Large 211118 window 02戦前の列車で一般的だった窓。全開できるものも多かった(2017年10月、中島洋平撮影)。

 確かに窓が大きく開いたなら助かった人もいたでしょう。しかし無理に窓から逃げずとも、非常用ドアコックを操作すればドアを開けて逃げることは可能でした。ところが当時、非常用ドアコックの設置は義務ではなく、設置されていたとしても、その位置や操作方法は全く周知されていませんでした。

 事故後、非常用ドアコックの設置は義務化され、設置位置や使用方法の表示がされるようになりましたが、これは京王線での事件にも通じる教訓があるように思えます。

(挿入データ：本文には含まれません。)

PR #1194, opened 2023-08-23
[Beta] Consume latest Azure Monitor OpenTelemetry

hectorhdzg:
Align with names used in Azure SDK projects
ApplicationInsightsClient to be used when manually using the SDK to not conflict with shim TelemetryClient
 Added LogApi class for manual ApplicationInsights event APIs


src/shim/applicationinsights.ts
```diff
@@ -42,15 +31,7 @@ let _options: ApplicationInsightsOptions;
  * and start the SDK.
  */
 export function setup(setupString?: string) {
-    _setupCalled = true;
-    // Save the setup string and create a config to modify with other functions in this file
-    _setupString = setupString;
-    if (!_options) {
-        _options = { azureMonitorExporterConfig: { connectionString: _setupString } };
-    } else {
-        Logger.getInstance().info("Cannot run applicationinsights.setup() more than once.");
```
JacksonWeber, line 51: Do we want to preserve this warning in the case the customer attempts to call setup multiple times with different connection strings?

hectorhdzg: nothing happens if customer call this method multiple times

 今回でいえば、窓を脱出口として活用する方策を考えるのではなく、ホームドアと車両のドアがずれた場合でも確実に脱出できるようにすることが重要です。そのためにはホームドアに必ず脱出口を設置するとともに、その操作方法をある程度統一し、乗客に周知する必要があるでしょう。

 ただひとつ付け加えておかなければならないのは、非常時に車内に留まる(あるいはドアが開くのを待つ)よりも窓から逃げた方が、命が助かる可能性が高いのであれば、窓から脱出することも選択肢のひとつであるということです。多様なケースを想定した対策が求められます。